== EXTRACTED INFORMATION ==

PR #779, opened 2026-05-14
posix: file descriptor flags are not shared with the receiver

ziemleszcz:
YT: RTOS-1323

## Types of changes

## How Has This Been Tested?

## Checklist:

## Special treatment

### DIFF
--- a/posix/fdpass.c
+++ b/posix/fdpass.c
@@ -121,7 +121,8 @@ int fdpass_pack(fdpack_t **packs, const void *control, socklen_t controllen)
 				return err;
 			}
 
-			FDPACK_PUSH(pack, file, 0); /* FIXME: copy flags? */
+			/* file descriptor flags are not shared with the receiver */
+			FDPACK_PUSH(pack, file, 0);
 
 			cmsg_data += sizeof(int);
 			--cnt;


posix/fdpass.c
```diff
@@ -121,7 +121,8 @@ int fdpass_pack(fdpack_t **packs, const void *control, socklen_t controllen)
 				return err;
 			}
 
-			FDPACK_PUSH(pack, file, 0); /* FIXME: copy flags? */
+			/* file descriptor flags are not shared with the receiver */
```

===

## WHAT NEEDS TO BE DONE
When the material above has been read, copy all of it exactly.

## OUTPUT FOR THIS EXERCISE
PR #779, opened 2026-05-14
posix: file descriptor flags are not shared with the receiver

ziemleszcz:
YT: RTOS-1323

## Types of changes

## How Has This Been Tested?

## Checklist:

## Special treatment

### DIFF
--- a/posix/fdpass.c
+++ b/posix/fdpass.c
@@ -121,7 +121,8 @@ int fdpass_pack(fdpack_t **packs, const void *control, socklen_t controllen)
 				return err;
 			}
 
-			FDPACK_PUSH(pack, file, 0); /* FIXME: copy flags? */
+			/* file descriptor flags are not shared with the receiver */
+			FDPACK_PUSH(pack, file, 0);
 
 			cmsg_data += sizeof(int);
 			--cnt;


posix/fdpass.c
```diff
@@ -121,7 +121,8 @@ int fdpass_pack(fdpack_t **packs, const void *control, socklen_t controllen)
 				return err;
 			}
 
-			FDPACK_PUSH(pack, file, 0); /* FIXME: copy flags? */
+			/* file descriptor flags are not shared with the receiver */
```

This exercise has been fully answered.